▶ _Problem to work on_
Report every line in the listing below where the string "number" shows up.

▶ _Given records_
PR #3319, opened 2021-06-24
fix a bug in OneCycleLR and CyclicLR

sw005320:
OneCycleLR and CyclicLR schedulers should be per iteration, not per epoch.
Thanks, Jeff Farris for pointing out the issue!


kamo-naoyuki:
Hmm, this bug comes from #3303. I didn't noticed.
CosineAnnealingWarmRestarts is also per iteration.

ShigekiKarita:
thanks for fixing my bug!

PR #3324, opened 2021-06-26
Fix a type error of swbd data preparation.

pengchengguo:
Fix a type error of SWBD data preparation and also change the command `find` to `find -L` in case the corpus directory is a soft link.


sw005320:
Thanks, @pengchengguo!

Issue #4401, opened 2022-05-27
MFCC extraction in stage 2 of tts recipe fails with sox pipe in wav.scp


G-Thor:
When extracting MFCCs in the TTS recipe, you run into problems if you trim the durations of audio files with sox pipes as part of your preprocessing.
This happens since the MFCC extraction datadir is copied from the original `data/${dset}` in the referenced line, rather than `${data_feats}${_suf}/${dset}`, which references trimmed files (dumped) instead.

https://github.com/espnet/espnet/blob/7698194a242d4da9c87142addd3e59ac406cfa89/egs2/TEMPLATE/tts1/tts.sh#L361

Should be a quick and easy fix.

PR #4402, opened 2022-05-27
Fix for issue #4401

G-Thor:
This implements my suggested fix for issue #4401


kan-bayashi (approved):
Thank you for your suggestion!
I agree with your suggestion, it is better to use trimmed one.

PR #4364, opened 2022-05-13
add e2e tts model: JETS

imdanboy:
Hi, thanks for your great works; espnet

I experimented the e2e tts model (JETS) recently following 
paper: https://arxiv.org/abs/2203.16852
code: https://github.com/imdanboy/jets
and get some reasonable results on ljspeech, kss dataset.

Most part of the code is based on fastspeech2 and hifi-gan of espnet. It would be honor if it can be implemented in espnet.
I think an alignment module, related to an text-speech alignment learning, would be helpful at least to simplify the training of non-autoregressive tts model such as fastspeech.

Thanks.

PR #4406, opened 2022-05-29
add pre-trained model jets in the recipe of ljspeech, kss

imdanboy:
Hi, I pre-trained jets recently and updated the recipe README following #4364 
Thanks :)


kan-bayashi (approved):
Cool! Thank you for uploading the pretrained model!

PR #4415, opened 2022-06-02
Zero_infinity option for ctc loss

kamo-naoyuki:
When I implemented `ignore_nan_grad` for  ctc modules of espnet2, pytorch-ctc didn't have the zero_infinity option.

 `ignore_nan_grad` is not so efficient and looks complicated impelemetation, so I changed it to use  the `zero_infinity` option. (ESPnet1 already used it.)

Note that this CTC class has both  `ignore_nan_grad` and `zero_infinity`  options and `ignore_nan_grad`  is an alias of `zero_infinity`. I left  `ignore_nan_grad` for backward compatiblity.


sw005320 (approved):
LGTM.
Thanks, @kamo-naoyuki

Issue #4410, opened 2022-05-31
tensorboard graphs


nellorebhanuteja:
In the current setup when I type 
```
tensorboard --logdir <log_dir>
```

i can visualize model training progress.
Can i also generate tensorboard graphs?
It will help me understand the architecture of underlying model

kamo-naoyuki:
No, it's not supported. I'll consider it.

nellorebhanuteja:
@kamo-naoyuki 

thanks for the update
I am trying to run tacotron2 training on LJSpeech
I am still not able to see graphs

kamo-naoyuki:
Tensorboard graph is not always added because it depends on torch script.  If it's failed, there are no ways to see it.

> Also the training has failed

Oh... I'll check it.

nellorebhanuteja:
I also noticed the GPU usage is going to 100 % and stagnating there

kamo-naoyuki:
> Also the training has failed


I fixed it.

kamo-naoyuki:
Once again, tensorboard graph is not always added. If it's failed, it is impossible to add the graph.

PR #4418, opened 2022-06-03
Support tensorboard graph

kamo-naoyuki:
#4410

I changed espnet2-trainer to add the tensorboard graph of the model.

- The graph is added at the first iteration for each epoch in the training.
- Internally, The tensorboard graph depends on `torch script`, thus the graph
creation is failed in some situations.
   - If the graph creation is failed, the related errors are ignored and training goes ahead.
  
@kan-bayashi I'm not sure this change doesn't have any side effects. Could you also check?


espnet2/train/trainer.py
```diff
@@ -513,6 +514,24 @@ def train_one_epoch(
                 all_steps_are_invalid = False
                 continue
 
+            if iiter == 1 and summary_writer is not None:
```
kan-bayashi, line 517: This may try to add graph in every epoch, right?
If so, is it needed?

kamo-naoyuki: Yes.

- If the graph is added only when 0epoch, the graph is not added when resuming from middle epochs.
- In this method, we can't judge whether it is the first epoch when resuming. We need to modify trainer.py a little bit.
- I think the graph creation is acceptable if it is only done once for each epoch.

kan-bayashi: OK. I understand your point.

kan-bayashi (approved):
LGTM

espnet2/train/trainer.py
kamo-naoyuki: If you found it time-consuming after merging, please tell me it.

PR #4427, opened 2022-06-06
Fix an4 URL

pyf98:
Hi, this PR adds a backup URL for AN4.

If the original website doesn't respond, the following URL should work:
...
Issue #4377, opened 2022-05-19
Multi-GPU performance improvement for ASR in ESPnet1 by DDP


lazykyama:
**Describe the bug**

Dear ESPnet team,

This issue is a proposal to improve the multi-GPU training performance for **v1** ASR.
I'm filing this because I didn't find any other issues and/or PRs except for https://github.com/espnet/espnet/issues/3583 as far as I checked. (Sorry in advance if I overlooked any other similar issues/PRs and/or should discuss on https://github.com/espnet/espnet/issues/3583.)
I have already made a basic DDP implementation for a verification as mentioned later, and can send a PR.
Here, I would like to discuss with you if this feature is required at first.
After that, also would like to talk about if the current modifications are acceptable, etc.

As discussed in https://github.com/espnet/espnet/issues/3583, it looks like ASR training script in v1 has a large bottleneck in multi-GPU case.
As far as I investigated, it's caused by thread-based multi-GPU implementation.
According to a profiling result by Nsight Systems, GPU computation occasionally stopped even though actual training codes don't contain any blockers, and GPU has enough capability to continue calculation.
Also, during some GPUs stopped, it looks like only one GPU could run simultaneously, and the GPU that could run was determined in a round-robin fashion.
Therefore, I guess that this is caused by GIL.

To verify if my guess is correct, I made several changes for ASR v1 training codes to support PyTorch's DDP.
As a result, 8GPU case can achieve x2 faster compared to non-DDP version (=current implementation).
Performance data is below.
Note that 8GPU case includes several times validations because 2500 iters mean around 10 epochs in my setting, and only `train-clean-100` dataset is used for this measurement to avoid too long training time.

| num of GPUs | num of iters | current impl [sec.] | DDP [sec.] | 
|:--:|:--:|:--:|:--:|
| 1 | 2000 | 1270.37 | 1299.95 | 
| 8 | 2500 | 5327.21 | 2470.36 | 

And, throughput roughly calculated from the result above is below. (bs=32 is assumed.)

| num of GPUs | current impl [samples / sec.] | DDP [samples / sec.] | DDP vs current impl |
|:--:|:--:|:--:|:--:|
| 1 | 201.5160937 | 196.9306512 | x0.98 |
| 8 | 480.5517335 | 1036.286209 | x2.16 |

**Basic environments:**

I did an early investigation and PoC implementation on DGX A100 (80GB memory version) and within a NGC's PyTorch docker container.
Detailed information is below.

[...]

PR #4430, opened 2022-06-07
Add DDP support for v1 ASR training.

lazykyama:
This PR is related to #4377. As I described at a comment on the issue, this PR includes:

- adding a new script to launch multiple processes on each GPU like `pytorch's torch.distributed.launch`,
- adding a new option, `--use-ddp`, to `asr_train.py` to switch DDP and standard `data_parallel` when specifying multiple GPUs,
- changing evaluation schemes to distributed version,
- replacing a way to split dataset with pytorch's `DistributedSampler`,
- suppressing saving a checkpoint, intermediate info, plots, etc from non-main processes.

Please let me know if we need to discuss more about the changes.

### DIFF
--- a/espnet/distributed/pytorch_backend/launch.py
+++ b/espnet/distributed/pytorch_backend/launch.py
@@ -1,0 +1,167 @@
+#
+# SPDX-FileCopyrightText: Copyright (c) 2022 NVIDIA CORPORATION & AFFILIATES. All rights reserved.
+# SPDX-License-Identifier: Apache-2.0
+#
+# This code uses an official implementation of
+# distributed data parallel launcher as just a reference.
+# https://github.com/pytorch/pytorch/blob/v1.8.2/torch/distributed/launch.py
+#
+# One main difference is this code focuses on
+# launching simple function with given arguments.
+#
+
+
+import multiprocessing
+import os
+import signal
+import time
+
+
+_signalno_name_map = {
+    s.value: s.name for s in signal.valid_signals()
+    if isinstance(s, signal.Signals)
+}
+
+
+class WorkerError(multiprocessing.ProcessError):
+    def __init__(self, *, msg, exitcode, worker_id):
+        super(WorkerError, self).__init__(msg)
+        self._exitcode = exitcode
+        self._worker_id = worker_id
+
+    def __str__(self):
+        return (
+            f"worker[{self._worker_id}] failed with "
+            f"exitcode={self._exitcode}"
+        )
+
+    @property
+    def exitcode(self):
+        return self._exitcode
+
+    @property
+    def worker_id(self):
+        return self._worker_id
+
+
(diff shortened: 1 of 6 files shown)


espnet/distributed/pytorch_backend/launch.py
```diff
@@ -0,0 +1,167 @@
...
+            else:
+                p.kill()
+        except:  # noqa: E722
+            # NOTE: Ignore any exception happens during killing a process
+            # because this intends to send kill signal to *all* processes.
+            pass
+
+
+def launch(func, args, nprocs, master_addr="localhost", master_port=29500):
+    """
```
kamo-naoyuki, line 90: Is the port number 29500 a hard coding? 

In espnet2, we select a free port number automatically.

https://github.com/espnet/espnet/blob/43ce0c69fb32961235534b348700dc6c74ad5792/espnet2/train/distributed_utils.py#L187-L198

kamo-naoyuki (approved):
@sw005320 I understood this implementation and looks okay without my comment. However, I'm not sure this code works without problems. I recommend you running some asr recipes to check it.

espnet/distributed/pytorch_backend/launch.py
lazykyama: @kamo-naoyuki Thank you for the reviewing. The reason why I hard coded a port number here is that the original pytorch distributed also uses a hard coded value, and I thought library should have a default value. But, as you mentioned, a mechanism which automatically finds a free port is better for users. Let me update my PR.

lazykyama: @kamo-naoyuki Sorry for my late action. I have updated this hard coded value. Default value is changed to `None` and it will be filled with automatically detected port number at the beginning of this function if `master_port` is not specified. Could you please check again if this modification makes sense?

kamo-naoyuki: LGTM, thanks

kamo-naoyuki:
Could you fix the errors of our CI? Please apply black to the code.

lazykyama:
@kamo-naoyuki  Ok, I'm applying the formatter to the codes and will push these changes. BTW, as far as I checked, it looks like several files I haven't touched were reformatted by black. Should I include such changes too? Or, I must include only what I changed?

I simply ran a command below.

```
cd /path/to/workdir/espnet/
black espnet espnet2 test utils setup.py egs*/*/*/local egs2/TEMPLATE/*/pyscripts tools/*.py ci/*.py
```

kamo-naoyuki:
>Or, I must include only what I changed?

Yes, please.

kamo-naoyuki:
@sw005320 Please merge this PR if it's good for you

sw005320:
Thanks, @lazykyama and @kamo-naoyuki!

▶ _Answer section_
kamo-naoyuki, line 90: Is the port number 29500 a hard coding? 
In espnet2, we select a free port number automatically.
lazykyama: @kamo-naoyuki Thank you for the reviewing. The reason why I hard coded a port number here is that the original pytorch distributed also uses a hard coded value, and I thought library should have a default value. But, as you mentioned, a mechanism which automatically finds a free port is better for users. Let me update my PR.
lazykyama: @kamo-naoyuki Sorry for my late action. I have updated this hard coded value. Default value is changed to `None` and it will be filled with automatically detected port number at the beginning of this function if `master_port` is not specified. Could you please check again if this modification makes sense?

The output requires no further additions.